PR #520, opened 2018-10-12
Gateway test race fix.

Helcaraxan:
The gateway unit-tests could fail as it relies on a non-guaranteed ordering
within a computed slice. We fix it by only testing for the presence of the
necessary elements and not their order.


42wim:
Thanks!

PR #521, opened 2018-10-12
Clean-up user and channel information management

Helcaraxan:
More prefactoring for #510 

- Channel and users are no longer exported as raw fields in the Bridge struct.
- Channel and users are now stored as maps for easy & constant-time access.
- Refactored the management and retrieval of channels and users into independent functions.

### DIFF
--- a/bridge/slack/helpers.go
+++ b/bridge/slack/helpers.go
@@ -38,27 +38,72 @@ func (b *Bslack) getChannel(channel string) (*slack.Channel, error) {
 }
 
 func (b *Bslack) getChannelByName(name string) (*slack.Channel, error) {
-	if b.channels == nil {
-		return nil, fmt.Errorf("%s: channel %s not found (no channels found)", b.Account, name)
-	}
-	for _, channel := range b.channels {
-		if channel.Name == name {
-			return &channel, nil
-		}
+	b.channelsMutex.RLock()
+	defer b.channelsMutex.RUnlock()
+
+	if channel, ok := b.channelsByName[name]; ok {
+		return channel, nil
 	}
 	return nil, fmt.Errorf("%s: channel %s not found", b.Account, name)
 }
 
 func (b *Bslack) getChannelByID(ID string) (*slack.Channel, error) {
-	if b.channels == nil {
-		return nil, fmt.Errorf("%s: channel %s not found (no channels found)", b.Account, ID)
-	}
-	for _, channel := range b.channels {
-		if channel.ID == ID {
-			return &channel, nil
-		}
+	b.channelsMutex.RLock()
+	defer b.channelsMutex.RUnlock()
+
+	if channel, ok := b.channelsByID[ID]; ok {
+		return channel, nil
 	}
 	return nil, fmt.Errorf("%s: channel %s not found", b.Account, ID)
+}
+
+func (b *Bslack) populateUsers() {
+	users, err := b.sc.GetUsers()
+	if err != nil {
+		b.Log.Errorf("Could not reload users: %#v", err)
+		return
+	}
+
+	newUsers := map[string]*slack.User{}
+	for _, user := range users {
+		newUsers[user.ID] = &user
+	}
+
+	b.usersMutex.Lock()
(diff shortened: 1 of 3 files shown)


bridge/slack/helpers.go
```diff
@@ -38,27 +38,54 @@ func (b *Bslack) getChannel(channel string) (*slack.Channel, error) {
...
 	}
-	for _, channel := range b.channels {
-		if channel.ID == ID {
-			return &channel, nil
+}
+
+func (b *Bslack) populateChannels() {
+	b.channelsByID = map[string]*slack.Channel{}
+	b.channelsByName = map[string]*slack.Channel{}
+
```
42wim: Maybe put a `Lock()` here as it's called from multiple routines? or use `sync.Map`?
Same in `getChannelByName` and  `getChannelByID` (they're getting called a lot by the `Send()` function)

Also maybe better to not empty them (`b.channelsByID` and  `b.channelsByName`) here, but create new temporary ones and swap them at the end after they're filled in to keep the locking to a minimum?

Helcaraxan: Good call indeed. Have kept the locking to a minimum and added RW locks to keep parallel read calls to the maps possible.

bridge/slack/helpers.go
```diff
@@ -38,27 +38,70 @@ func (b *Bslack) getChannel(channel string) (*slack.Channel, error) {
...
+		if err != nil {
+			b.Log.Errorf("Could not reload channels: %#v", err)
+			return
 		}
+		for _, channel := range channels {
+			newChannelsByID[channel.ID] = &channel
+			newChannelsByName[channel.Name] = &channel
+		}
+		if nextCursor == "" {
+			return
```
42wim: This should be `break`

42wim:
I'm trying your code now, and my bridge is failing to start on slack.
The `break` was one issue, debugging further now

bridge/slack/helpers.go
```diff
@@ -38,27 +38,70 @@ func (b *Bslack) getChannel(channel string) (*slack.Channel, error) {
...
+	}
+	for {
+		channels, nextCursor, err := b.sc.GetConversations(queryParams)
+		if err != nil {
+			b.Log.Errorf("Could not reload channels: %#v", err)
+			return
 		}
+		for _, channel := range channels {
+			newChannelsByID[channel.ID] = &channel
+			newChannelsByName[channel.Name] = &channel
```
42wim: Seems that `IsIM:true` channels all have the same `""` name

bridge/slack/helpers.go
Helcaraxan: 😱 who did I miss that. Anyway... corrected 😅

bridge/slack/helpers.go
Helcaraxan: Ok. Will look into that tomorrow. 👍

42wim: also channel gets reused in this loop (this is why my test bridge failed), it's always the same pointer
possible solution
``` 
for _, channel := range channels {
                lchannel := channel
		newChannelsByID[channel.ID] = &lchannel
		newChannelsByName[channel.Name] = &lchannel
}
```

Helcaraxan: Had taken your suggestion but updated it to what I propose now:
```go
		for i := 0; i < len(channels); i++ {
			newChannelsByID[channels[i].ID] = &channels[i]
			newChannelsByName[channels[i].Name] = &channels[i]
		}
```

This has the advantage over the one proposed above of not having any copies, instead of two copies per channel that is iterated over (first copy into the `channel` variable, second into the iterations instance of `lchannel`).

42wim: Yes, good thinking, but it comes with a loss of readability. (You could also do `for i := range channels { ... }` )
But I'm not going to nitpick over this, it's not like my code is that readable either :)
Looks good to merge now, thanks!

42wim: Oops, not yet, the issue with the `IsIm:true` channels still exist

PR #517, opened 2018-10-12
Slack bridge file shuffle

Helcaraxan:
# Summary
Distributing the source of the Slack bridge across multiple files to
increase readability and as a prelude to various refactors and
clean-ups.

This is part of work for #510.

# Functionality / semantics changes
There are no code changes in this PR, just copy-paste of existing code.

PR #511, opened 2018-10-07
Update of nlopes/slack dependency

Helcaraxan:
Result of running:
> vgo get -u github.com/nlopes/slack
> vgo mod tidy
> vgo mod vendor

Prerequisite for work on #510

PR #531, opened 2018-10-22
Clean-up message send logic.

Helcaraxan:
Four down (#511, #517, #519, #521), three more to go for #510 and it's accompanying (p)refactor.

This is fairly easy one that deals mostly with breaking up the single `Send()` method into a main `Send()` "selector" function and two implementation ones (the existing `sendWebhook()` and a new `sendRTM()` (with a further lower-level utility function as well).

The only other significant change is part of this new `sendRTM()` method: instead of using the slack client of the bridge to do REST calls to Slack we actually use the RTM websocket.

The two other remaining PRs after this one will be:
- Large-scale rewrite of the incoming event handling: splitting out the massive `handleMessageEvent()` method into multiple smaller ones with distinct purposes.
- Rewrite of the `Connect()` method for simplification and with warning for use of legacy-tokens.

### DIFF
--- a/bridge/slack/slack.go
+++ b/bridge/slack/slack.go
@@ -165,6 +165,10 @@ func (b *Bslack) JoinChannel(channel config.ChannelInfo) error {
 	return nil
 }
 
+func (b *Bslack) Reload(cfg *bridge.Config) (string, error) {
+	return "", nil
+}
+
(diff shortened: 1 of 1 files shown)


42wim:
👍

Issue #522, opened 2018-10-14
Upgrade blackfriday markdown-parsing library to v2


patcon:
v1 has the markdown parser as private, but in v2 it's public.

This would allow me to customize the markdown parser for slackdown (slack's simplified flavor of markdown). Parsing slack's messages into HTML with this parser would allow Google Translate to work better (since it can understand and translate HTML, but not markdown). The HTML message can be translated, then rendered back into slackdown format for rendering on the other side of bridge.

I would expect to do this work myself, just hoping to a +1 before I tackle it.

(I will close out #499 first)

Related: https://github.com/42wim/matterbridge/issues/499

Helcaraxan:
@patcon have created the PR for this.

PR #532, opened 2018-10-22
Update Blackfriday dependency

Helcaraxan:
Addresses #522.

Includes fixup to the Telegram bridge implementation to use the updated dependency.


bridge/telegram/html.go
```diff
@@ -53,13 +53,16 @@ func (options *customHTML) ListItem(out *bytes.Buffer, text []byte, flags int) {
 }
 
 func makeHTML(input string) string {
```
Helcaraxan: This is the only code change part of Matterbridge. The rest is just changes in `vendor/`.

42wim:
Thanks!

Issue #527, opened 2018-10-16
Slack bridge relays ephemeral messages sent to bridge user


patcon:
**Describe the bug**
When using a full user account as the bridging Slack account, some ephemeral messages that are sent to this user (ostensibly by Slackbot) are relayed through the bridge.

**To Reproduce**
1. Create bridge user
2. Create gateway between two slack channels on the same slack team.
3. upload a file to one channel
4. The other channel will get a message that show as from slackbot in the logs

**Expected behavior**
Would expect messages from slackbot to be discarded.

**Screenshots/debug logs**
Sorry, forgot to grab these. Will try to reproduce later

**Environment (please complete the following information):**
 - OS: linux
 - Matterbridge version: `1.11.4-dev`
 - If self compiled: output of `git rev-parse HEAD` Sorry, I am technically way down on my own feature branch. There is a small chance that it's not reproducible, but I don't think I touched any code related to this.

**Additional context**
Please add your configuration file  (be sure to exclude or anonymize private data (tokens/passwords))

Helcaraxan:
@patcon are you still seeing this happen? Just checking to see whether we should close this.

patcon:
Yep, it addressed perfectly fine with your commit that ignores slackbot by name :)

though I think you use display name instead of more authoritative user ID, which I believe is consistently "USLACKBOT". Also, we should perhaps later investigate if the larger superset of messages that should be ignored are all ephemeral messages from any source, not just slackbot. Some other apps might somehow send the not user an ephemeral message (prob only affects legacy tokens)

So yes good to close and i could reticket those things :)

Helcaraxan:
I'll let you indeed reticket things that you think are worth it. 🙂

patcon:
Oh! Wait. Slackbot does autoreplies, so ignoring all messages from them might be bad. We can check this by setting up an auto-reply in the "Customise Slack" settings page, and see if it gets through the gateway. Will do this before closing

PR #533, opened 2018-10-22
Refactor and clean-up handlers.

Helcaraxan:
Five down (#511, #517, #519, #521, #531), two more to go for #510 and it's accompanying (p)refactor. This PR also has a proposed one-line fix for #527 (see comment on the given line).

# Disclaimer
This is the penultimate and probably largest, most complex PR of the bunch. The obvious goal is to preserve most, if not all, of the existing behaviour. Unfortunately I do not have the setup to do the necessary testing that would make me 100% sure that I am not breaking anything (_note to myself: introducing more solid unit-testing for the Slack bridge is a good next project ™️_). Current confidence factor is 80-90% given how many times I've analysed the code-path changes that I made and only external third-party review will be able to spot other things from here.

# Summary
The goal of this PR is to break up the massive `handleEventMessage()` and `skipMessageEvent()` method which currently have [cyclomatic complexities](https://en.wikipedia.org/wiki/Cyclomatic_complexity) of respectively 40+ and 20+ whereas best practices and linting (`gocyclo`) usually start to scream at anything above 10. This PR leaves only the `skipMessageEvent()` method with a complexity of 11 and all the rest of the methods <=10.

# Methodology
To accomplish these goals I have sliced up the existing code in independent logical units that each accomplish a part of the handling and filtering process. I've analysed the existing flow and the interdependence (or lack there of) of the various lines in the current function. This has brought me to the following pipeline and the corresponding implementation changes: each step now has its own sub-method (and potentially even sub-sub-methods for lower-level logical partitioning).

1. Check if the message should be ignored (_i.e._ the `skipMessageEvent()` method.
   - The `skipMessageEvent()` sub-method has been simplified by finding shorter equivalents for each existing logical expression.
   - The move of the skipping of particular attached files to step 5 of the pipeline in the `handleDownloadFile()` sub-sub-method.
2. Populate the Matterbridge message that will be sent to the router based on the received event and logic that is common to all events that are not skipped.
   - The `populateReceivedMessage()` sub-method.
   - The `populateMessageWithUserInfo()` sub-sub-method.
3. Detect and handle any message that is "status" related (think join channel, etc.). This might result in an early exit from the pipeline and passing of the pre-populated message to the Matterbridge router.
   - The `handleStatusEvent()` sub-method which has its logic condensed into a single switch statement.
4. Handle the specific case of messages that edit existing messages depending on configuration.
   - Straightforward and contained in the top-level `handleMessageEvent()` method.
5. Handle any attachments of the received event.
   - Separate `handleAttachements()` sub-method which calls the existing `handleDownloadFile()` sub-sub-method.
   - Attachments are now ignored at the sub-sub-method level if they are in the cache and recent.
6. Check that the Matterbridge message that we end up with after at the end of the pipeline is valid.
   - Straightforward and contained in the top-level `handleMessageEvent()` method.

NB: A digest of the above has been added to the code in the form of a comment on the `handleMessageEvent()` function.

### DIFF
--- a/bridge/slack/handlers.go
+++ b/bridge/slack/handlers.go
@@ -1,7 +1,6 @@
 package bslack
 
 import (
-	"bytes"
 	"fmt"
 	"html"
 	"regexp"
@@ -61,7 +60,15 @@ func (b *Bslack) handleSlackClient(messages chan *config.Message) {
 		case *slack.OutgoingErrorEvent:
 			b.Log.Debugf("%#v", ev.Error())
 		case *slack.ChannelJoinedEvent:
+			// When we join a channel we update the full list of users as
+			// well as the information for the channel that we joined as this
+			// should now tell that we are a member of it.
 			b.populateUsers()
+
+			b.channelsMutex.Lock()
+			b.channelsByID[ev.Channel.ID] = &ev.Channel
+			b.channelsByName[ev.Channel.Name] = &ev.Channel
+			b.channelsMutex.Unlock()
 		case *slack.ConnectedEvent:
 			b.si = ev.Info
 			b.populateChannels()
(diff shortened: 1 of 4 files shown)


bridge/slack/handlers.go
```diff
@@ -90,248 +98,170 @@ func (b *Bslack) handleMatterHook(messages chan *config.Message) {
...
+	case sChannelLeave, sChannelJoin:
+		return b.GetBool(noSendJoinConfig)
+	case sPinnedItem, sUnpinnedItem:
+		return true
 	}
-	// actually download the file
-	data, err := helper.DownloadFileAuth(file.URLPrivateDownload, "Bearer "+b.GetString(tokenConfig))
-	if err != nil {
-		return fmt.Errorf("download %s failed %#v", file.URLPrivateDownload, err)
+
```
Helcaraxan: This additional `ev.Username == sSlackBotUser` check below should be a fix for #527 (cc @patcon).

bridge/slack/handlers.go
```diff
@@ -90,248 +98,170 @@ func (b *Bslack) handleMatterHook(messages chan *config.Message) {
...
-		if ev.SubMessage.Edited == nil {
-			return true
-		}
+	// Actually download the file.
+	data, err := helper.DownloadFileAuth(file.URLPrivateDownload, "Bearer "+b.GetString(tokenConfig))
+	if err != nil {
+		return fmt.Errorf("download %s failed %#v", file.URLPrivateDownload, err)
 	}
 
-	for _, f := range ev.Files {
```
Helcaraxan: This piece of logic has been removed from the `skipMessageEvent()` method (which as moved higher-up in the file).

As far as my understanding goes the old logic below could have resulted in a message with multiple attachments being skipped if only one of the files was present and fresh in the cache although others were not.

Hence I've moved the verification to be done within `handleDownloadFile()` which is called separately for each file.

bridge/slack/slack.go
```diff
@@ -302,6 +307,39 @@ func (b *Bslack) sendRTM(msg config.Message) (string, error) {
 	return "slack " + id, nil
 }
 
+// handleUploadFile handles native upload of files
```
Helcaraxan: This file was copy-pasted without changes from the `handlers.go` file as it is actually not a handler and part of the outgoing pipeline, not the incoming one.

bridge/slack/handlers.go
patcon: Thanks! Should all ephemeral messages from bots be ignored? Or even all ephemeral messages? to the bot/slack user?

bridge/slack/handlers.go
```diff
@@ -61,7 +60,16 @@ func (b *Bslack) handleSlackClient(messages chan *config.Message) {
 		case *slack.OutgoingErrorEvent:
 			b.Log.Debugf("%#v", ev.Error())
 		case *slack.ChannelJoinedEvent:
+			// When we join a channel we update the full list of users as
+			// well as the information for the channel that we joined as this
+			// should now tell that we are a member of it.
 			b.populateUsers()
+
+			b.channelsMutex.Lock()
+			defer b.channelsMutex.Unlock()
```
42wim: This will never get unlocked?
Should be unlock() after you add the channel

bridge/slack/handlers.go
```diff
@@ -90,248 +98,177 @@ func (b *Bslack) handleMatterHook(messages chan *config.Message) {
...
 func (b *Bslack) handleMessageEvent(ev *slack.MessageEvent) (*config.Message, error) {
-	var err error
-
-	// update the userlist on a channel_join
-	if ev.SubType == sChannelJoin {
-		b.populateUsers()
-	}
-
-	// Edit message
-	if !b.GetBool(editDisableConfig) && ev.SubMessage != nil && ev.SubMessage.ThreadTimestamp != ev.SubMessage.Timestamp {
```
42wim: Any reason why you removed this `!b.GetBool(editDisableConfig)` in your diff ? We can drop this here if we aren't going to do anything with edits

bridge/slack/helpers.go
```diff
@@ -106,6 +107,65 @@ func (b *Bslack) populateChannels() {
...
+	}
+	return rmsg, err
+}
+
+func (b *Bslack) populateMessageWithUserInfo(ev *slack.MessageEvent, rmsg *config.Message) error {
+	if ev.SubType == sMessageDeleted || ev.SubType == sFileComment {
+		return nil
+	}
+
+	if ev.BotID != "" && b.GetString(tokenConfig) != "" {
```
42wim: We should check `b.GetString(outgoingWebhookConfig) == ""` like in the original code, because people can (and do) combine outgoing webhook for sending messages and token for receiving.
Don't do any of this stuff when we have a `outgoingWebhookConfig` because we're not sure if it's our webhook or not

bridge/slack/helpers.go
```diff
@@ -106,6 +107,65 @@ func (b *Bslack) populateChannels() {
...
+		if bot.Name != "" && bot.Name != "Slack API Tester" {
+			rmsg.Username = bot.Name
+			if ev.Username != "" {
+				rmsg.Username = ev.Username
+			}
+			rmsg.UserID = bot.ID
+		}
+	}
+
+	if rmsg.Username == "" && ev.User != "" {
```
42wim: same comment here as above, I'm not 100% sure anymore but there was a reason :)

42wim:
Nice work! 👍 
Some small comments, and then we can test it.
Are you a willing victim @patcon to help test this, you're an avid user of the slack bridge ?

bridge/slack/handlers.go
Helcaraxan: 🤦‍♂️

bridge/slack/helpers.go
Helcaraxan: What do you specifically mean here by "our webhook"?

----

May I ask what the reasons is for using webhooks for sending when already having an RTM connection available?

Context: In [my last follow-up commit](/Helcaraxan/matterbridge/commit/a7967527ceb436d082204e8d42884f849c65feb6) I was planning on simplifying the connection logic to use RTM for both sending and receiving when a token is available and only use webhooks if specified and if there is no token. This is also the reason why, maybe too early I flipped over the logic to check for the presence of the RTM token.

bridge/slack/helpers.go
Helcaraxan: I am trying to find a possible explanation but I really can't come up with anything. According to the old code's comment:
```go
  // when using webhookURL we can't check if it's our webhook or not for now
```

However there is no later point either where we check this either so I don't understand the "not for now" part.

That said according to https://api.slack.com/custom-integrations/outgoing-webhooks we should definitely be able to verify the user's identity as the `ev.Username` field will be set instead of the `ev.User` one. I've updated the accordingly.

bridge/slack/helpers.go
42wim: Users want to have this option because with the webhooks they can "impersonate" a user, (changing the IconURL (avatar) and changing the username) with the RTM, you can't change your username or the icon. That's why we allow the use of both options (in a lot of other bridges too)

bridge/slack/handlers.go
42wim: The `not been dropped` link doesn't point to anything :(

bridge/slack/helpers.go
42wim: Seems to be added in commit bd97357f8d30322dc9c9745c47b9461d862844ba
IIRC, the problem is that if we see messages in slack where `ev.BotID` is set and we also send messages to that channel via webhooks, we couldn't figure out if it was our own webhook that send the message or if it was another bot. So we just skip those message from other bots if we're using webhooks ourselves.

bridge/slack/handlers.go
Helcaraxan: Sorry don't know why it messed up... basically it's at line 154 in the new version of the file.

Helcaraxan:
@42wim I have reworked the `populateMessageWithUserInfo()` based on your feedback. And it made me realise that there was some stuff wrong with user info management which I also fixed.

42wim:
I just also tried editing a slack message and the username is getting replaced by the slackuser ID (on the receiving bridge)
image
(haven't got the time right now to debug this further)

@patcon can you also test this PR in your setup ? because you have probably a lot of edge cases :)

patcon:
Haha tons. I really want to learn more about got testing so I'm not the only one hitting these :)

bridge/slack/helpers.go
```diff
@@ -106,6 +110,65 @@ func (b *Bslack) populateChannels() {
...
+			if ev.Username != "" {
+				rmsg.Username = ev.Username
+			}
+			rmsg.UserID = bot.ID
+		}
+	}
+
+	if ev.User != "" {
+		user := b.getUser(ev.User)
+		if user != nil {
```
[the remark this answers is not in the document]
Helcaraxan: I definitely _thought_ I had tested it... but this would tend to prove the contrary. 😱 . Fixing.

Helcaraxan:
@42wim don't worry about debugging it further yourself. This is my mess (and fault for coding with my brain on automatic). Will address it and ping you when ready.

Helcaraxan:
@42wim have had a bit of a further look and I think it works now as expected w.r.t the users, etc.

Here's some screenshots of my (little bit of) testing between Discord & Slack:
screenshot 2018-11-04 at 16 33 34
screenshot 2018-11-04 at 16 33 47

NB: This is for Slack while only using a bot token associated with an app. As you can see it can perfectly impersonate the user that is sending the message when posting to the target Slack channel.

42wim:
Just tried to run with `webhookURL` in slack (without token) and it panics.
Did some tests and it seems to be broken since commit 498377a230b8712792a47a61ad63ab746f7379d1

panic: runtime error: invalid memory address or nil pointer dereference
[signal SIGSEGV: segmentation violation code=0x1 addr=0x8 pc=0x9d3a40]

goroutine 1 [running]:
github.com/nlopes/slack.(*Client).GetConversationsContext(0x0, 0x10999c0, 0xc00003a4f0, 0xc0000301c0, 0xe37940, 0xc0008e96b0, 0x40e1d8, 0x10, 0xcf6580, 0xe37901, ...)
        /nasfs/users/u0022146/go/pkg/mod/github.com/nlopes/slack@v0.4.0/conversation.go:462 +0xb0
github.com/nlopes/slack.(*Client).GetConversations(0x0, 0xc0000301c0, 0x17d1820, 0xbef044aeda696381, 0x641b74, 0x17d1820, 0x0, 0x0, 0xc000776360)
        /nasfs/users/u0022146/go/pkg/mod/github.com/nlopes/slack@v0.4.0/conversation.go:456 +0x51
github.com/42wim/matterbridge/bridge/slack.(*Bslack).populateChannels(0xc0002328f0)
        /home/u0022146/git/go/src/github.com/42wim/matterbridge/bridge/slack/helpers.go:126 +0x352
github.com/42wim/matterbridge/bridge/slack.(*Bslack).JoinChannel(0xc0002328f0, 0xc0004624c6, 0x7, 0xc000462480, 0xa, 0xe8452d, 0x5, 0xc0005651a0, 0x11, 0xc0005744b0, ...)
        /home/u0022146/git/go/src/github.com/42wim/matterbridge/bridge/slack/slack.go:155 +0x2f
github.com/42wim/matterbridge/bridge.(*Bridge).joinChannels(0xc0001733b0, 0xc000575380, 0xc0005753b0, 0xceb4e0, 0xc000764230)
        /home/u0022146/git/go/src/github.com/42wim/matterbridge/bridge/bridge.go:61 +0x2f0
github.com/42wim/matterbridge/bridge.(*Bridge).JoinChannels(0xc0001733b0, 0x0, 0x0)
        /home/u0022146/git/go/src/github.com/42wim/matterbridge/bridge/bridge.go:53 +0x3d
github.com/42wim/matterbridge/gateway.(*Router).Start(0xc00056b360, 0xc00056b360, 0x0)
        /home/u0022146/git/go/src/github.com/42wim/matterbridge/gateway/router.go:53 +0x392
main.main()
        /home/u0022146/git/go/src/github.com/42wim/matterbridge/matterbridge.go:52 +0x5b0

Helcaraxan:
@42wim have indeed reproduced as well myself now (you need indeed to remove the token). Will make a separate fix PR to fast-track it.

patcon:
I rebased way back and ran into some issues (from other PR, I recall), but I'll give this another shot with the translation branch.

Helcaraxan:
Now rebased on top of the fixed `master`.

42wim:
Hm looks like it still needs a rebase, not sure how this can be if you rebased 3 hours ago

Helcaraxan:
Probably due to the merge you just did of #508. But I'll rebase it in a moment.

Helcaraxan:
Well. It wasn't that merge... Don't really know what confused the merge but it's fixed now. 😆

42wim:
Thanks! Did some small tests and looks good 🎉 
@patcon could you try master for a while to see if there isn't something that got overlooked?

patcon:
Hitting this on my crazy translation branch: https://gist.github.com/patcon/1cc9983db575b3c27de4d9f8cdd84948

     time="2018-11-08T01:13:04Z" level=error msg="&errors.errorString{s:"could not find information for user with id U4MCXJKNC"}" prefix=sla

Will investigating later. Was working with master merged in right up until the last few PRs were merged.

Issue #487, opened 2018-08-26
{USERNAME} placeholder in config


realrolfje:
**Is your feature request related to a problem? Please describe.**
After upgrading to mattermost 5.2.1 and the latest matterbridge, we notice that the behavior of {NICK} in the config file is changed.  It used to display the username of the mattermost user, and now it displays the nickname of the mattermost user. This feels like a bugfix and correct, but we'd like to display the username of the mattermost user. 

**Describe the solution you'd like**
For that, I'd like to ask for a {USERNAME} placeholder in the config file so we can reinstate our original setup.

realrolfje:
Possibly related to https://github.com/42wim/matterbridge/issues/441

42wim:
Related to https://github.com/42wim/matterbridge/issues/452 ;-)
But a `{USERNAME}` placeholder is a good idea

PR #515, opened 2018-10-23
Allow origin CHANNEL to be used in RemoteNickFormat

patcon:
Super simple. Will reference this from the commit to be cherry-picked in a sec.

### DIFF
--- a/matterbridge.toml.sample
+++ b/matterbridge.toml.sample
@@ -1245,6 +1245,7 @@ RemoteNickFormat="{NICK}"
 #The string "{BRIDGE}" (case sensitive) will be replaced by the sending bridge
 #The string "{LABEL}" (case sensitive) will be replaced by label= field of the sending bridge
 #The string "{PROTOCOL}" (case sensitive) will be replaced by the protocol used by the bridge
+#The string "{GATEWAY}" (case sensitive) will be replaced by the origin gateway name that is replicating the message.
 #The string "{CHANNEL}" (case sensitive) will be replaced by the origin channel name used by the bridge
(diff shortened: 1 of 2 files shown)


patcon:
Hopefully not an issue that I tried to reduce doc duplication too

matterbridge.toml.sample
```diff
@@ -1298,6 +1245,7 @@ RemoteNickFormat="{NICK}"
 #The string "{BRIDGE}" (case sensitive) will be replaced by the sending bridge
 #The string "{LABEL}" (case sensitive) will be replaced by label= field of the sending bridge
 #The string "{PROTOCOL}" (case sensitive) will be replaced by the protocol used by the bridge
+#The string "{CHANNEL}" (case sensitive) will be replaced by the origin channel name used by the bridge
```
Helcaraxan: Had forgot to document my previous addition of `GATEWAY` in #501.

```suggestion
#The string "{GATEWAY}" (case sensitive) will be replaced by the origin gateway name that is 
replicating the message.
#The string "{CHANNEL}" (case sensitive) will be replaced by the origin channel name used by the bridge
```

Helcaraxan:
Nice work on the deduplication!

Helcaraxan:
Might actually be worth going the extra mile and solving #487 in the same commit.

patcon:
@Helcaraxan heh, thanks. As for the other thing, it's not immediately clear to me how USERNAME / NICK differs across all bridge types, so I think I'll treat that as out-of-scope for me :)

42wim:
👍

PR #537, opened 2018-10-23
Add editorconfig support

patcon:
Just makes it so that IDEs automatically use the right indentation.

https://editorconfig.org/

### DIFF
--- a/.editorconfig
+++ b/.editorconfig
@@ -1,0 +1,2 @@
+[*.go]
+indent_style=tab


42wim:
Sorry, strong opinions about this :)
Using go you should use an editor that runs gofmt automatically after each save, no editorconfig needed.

--- --- ---

Activity = For each line in the entries that holds "parser", return that line.

Result of this exercise =
v1 has the markdown parser as private, but in v2 it's public.
This would allow me to customize the markdown parser for slackdown (slack's simplified flavor of markdown). Parsing slack's messages into HTML with this parser would allow Google Translate to work better (since it can understand and translate HTML, but not markdown). The HTML message can be translated, then rendered back into slackdown format for rendering on the other side of bridge.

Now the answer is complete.